Predicted binding mode of active molecules 1, 3, 4 and 5 towards the crystallographic structure of CDC25A (Panel A), CDC25B (Panel B), and the homology model of CDC25C catalytic domain (Panel C). Small molecules are shown as sticks. The protein is shown as cartoon. Side chains of residues within 5 Å from small molecules are showed as lines. H-bond interactions are highlighted by dashed lines, and residues contacted by H-bonds are labeled. For the sake of representation, H atoms were omitted. The catalytic cysteine residue is shown as sticks and is labeled.
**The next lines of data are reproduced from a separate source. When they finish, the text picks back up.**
PR #489, opened 2019-12-03
Add rulesets to phpcs.xml, correct some phpcs issues from them

kienstra:
* Adds more rulesets to `phpcs.xml`, including checks for PHP compatibility and `'block-lab'` textdomain arguments for functions like `__()`
* Adds PHP 7.3 and 7.4 to the Travis build matrix
* Converts `array()` syntax to `[]`


composer.json
```diff
@@ -9,8 +9,10 @@
     },
     "require-dev": {
         "brain/monkey": "^2",
+        "dealerdirect/phpcodesniffer-composer-installer": "0.5.0",
```
kienstra, line 12: Without this, sometimes there are error messages when doing `npm run lint:php`, like:

>ERROR: Referenced sniff "WordPress" does not exist

phpcs.xml
```diff
@@ -1,22 +1,39 @@
...
+
+	<arg value="s"/>
+	<arg name="extensions" value="php"/>
+
+	<file>.</file>
+	<exclude-pattern>*/node_modules/*</exclude-pattern>
+	<exclude-pattern>*/vendor/*</exclude-pattern>
+	<exclude-pattern>*/package/*</exclude-pattern>
+	<exclude-pattern>*.js</exclude-pattern>
+	<exclude-pattern>*.css</exclude-pattern>
```
kienstra, line 38: A lot of this diff is converting the file from spaces to tabs.

php/admin/class-settings.php
```diff
@@ -122,7 +122,7 @@ public function prepare_notice( $notice ) {
 	 * Show any admin notices after saving the settings.
 	 */
 	public function show_notices() {
-		$notices = get_option( 'block_lab_notices', array() );
+		$notices = get_option( 'block_lab_notices', [] );
```
kienstra, line 125: I realized that by changing `phpcs.xml`, doing `npm run lint:php:fix` can convert all of the `array()` syntax to `[]`.

This produced a huge diff, and will of course need regression testing.

But I think it's important to use this more modern syntax. The `[]` syntax [started in PHP 5.4](https://www.php.net/manual/en/language.types.array.php), and we only support PHP 5.6+.

kienstra:
Hi @lukecarbis, great talking to you earlier.

Do you like the `[]` syntax here instead of `array()`? 

I think it's important to use the `[]` syntax for the plugin to be more modern, but that may be a personal preference.

lukecarbis:
I prefer `array()`, but only because that's what I've always used / seen / been taught.

I'm all for making the plugin more modern, though. I have seen `[]` around the place. Could you point me to a couple of good examples of modern WordPress plugins that prefer this syntax?

lukecarbis:
Also, WP core uses `array()`.

kienstra:
Right, Core does use `array()`. 

It looked strange to me also before the AMP plugin started using it:

https://github.com/ampproject/amp-wp/blob/09f1461b896c921d4afd2ffbeee1597043c890e8/includes/class-amp-theme-support.php#L105

I'm looking for more plugin examples.

lukecarbis:
Sorry, you'll have to find something more than a Google project to impress me. ;)

kienstra:
Haha 😄 

Yoast: https://github.com/Yoast/wordpress-seo/blob/9c43132323adfcc7e748a1f30af994c50b62f89e/inc/health-check.php#L149

kienstra:
Calypso uses `[]`: https://github.com/Automattic/wp-calypso/blob/fba2d80dc733828ff3fff47af86f0944cca83bff/apps/full-site-editing/full-site-editing-plugin/global-styles/includes/class-data-set.php#L20

To be honest, there are probably more plugins using `array()` than `[]`. [Jetpack](https://github.com/Automattic/jetpack/) (at least mainly) uses `array()`.

But I think it makes our plugin look more modern, and there's no concern for PHP supporting it, as we support 5.6+, while `[]` goes back to `5.4`. 

Still, I'm not passionate about this. It'd be easy to revert the one commit on this PR and discuss this separately.

lukecarbis:
Let's leave it in for now. I've asked around on Twitter and Slack, see what a few other people say. I'm also happy to be a trend-setter and just push for a new standard here too.

kienstra:
OK, sounds good. I need to do some good regression testing for this PR. It might be a few days, at least.

lukecarbis:
Screen Shot 2019-12-05 at 8 27 59 am
Screen Shot 2019-12-05 at 8 28 19 am

Looks like the answer is pretty clear.

Worth mentioning this response, from @peterwilsoncc, on why this hasn't been adopted in WordPress core:

> It was reviewed but long form was decided upon for the reason that people with impaired vision can have trouble seeing the difference between [(

Also, @visser voted twice. 🙄

lukecarbis:
@kienstra If you put the letters WIP in the title of the PR (I usually use `[WIP]` at the start), we have a WIP check that will prevent merging this PR accidentally.

kienstra:
Nice, thanks for tweeting that poll!

kienstra:
>@kienstra If you put the letters WIP in the title of the PR (I usually use [WIP] at the start), we have a WIP check that will prevent merging this PR accidentally.

Good point that it's safer, as it blocks merging.

I've avoided doing that because there's no green check build icon, so at first glance it seems like the builds are failing. Of course, it's not hard to see that it's just because of the 'WIP' Travis check.

php/views/license.php
```diff
@@ -33,9 +33,9 @@
 						$count = $license['site_count'];
 					}
 
-					$expiry = date( get_option( 'date_format' ) );
+					$expiry = gmdate( get_option( 'date_format' ) );
```
kienstra, line 36: This is one of the few changes to a PHP file in this PR, other than `array()` to `[]`.

This appears in 8 other places, and is in response to a PHPCS error.

kienstra:
**Request For Review**

Hi @lukecarbis,
Could you please review this when you can?

* Adds more rulesets to `phpcs.xml`, including checks for PHP compatibility. 
* Adds PHP 7.3 and 7.4 to the `.travis.yml` build matrix
* Changes `array()` to `[]` 

Regression testing looks good. I created a new block, and it displayed and saved as expected in the block editor:

new-block

And a block with almost all of the fields saved its values and displayed them as expected:
fields-block

Also, saving a license key worked as expected, and the Pro fields were available.

Thanks, Luke!

lukecarbis (approved):
It's going to take some time for me to get used to square bracket arrays, but that's okay! Looking good.

kienstra:
Thanks, @lukecarbis!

Theoretical binding affinity of active molecules was computed by means of MM-GBSA and XSCORE. The MM-GBSA approach calculates the free energy of binding of a ligand towards a protein and is also used to rescore docking or virtual screening results33,34,44–46; the XSCORE function performs a precise and reliable estimation of the ligand’s pKd32. Notably, results in Table 2 reflect the trend of potency observed in vitro, showing that compounds are expected to bind to CDC25 enzymes with a micromolar affinity, further reinforcing the consistency of predicted binding modes.

Table 2.

Predicted binding affinity of active molecules towards CDC25A, CDC25B and CDC25C.

	CDC25A		CDC25B		CDC25C
Mol	MM-GBSA (kcal/mol)	XSCORE (pKd)	MM-GBSA (kcal/mol)	XSCORE (pKd)	MM-GBSA (kcal/mol)	XSCORE (pKd)
1	−25.70	5.24	−24.98	5.17	−29.09	5.84
3	−23.81	5.12	−19.25	5.14	−27.30	5.87
4	−24.02	5.11	−17.62	4.51	−19.70	4.55
5	−27.56	5.57	−24.30	5.08	−27.12	5.61

Conclusion

In this work, we synthesized and tested in vitro a number of novel quinonoid derivatives as inhibitors of CDC25 phosphatases. Due to the implication of these enzymes in the fine regulation of the cell cycle, as well as in the origin and progression of various types of cancer, these molecules may be profitable starting points for further investigations. The most promising leads showed inhibition of CDC25 isoforms at low micromolar concentration (single digit). Their binding mode to CDC25 isoforms was investigated by molecular modeling, showing that these inhibitors are able to fit the catalytic active site and to sterically occlude the access to the catalytic cysteine residue from the bulk solvent.

In summary, these low molecular weight quinonoid derivatives are tools for chemical biology studies, as well as profitable leads for further investigation as anticancer candidates.